For me, it depends. Usually enjoy games that are to me fairly balanced, e.g. Normal difficulty or games that don't even describe their difficulty rating. In most of those cases the games are challenging enough to be engaging with my in game abilities. But I've played difficult games before. Asides from the accomplishment of getting past them, I don't enjoy them as much as what I consider fairly balanced games.
 
Really I've always thought that as long as the game generally feels good, whether the game is hard or not doesn't really matter too much. I've probably played about as many games that were ruined by being way, way to easy as I have games that were ruined by a frustratingly high difficulty.​
 
Sometimes a game being too easy can dull the experience so I welcome it.
 
Depends. If it’s frustratingly hard, then I don’t bother playing it.
 
I like when games are a challenge as a way to make you feel accomplished, make you try, and help you remember the experience. I do not like difficulty just for difficulty's sake.
 
depends on the game, there's hard, there's tedious (Super Meat Boy Forever), and then there's bad (Maten no Soumetsu)
 
Depends on intention and expectation I reckon. If I'm playing a rage game, I expect it to be unfair
This is like the key point to talk about whenever 'difficulty' discussions come up. Like, it all depends on artistic intent at the end of the day. If a game is intended as difficult and it succeeds, then hell yeah. If a game is intended to be completely unfair, then god speed. Vice versa as well, if a game is intended to be a cakewalk then I respect the dev that makes it happen. Whether it's satisfying to you or anyone as a player is a separate conversation. That would just be a conversation on personal preferences akin to stating your favorite genres of music. (I'm not tryna dog on ppl for talking abt their difficulty preferences, OPs question is pretty open ended, love yall ::cool )

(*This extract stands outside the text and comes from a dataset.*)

PR #2184, opened 2026-09-03
resource_limited_node: add test case for releasing and re-requesting the acquired resources

kboyarinov:
### Description 
release_and_rerequest_resources_helper is not covered by the existing tests since the `resource_limiter` do not notify more consumers then the resources available. Without the pressure reported, it is unlikely to get a denial once the consumer is notified - resource_provider orders the notifications and acquisitions statically by the time of the request.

There is certainly a disconnect when a game has no intentionality in regards to difficulty, yet swings too far in either direction of being too easy or too hard. It can feel unfocused, but I'd posit that it CAN (not always, not usually) be camp. Tbh I'm kinda just stating that because I feel it to be true, so don't hold me on anything lol. Like when I think about camp in other media, I think about art made by a creator with a certain intention. But that intention isn't met, either because it misses the mark or, more likely in the case of camp, it swings too far in the 'opposite' direction in tone/production/technical skill/etc. The difference here is that with a 'difficult' movie, the viewer doesn't FEEL the difficulty nearly as much as one would a video game. Like if you popped in a game clearly meant for small children and it turns out to be stupid difficult for no god damn reason, you're gonna feel that difficulty like nothing else. But I'd say that hypothetical kids game, on top of being frustrating, would also be camp! I think. I dunno, I think I gotta think more on what it means to be a camp video game (specifically in regards to mechanics and gameplay, it's a lot easier to achieve campiness thru schlocky narrative).
 
I like hard video games. I can't say I like playing ever game that is hard, but I want games to be played. I'm also of the mind that not every game needs an easy mode.
 
Challenge is good and something that's hard to come by these days, especially in action games. In Ninja Gaiden (Black) the real game starts at Very Hard and Master Ninja, everything else is just warm-up. A shame you can't unlock it from a fresh save for returning players.
 
I love myself a good challenge!
What I do hate though is artificial difficulty.
It's not really fun giving the mobs 2.5x damage and HP...
 
As I get older and have less and less time to stumble through difficult games, I find myself pulling up guides a lot more often.

As for technically difficult games, if I get too stuck, I either come back to it later or just never finish it. I was stuck on Maliketh in Elden Ring for a really long time. It was over a year before I went back to it to try again, and got it within a few tries(with summon help).

I don't have time to develop the muscle memory to 'git gud'.